### What is being asked
Copy every line below that has the word "which" in it.

### Records

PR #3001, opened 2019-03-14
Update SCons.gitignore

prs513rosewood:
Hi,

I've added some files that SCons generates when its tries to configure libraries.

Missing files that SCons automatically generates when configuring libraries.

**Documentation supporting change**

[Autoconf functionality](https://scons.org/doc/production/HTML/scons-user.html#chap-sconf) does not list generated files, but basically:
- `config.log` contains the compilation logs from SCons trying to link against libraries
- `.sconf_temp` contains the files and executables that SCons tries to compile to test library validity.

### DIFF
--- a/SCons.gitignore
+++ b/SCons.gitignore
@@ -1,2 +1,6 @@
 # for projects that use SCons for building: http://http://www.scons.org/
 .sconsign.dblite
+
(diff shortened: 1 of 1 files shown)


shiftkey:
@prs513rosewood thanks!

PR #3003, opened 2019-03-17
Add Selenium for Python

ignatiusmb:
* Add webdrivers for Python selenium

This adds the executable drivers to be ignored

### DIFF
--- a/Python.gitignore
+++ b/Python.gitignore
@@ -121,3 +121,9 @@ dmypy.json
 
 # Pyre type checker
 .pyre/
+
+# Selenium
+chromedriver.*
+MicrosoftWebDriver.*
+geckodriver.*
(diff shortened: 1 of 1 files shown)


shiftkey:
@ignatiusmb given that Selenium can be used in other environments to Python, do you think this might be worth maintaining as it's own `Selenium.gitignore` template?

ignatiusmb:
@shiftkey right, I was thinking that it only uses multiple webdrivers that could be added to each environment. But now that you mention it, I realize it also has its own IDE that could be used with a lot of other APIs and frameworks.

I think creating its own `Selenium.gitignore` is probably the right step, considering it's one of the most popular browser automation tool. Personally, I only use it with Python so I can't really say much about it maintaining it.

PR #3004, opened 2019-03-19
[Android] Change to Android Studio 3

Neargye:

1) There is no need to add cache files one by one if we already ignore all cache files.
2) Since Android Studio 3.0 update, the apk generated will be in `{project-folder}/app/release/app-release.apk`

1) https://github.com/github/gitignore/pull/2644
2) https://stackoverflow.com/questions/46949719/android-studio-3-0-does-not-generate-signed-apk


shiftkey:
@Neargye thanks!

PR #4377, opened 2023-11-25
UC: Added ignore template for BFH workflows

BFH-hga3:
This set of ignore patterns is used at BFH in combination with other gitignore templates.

* * *

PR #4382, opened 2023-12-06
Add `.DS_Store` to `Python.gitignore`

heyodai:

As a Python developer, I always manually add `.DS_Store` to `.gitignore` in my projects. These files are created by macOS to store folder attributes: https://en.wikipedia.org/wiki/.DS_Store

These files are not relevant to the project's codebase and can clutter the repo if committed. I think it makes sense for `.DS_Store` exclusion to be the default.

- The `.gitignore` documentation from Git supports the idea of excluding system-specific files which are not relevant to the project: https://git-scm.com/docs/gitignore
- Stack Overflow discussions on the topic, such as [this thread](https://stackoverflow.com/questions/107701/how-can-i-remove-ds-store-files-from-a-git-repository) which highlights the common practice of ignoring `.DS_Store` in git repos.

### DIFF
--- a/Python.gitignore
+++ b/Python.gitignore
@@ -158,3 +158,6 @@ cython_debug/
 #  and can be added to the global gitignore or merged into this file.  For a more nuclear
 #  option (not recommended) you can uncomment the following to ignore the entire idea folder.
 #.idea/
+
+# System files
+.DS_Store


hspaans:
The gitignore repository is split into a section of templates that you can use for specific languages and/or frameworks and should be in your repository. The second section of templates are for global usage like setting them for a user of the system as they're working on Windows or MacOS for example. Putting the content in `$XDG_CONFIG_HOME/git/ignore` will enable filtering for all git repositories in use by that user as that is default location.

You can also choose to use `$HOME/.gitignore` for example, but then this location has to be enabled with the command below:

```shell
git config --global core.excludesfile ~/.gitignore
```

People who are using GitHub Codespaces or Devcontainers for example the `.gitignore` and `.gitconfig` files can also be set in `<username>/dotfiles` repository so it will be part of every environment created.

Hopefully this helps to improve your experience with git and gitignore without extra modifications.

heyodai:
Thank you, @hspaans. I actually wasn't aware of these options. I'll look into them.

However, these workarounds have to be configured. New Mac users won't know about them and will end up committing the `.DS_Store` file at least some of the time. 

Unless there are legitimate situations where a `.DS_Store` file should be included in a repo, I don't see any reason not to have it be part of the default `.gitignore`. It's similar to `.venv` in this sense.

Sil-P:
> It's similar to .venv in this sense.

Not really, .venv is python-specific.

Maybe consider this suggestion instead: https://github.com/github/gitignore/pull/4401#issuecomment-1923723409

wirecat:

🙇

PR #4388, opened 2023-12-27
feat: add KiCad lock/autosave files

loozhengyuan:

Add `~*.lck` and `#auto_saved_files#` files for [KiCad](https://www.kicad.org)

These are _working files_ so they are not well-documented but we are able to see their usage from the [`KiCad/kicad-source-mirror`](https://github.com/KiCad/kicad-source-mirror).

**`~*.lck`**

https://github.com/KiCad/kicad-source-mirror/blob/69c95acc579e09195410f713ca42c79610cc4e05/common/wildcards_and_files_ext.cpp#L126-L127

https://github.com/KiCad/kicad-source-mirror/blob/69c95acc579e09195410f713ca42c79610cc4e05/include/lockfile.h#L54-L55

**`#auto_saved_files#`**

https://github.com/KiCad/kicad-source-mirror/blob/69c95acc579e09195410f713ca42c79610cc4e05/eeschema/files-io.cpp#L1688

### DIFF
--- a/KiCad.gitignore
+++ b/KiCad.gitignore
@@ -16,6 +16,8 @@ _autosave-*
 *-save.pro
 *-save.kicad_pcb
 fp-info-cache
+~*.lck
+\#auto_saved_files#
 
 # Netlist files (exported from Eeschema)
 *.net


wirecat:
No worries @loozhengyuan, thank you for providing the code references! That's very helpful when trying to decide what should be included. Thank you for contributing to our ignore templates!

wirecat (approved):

### Exercise result
- The `.gitignore` documentation from Git supports the idea of excluding system-specific files which are not relevant to the project: https://git-scm.com/docs/gitignore
- Stack Overflow discussions on the topic, such as [this thread](https://stackoverflow.com/questions/107701/how-can-i-remove-ds-store-files-from-a-git-repository) which highlights the common practice of ignoring `.DS_Store` in git repos.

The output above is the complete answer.